第19回 明治6年の松江城博覧会

2024.01.17コラム

 令和6年(2024)早々大きな災害と事故が続きました。お亡くなりになられた方々のご冥福をお祈りするとともに、被害にあわれた方々に対しお見舞い申し上げます。

 それにしても今回の地震の被災地である珠洲市はミホススミの神を通じて松江市とは姉妹都市の縁組をしています。私も市長時代珠洲市を訪れ、泉谷市長はじめ市民の皆さんに歓待していただきました。能登半島の東端に立ったときは感動しました。また、松江市にも市長以下お越しいただき、名物の鍋料理をご披露いただきました。一日も早い復興を願っています。泉谷市長さん、体調にはくれぐれもご注意ください。
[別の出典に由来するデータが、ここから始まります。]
PR #1378, opened 2025-07-11
Fix 'WARNING: Title underline too short.' in utilities.rst caused by Non-negative least squares (nnls).

carlosgmartin:


rdyro:
Done as part of an internal change since that's easier to merge, but thank you for catching this!

PR #1379, opened 2025-07-11
Delete reference to non-existing document control_variates in docs/index.rst.

carlosgmartin:
Delete reference to non-existing document `control_variates` in `docs/index.rst`. Fixes the following warning when `test.sh` is executed:

```
optax/docs/index.rst:52: WARNING: toctree contains reference to non-existing document 'api/control_variates' [toc.not_readable]
```

### DIFF
--- a/docs/index.rst
+++ b/docs/index.rst
@@ -64,7 +64,6 @@ for instructions on installing JAX.
    api/perturbations
    api/projections
    api/losses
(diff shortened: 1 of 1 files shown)


rdyro:
Done as part of an internal change since that's easier to merge, but thank you for catching this!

 1月26日から、松江歴史館では、「明治時代のサムライたち」を開催します。明治4年(1871)、廃藩置県となり、それまで松江藩の藩士だった人たちが、禄を失い、その後どのような人生を歩んだのかを見つめる展示です。たくさんの皆さんのお越しをお待ちしています。

 その展示の中で、明治6年(1873)、松江城(本丸、二の丸)を会場に博覧会が開催されたことが取り上げられています。藩士たちの勤務先であり、松江藩の権威の象徴だったところが、廃藩置県直後、どのような利用がなされたのかを伝えようとするものです。幹事は松江の経済界の人たちです。私が興味を持ったのは、何の目的で開催したのか、収益を何に使おうとしたのかということでした。明治6年といえば廃城令が出され、松江城も取り壊しの対象となり、明治8年(1875)には入札にかけられることとなっていました。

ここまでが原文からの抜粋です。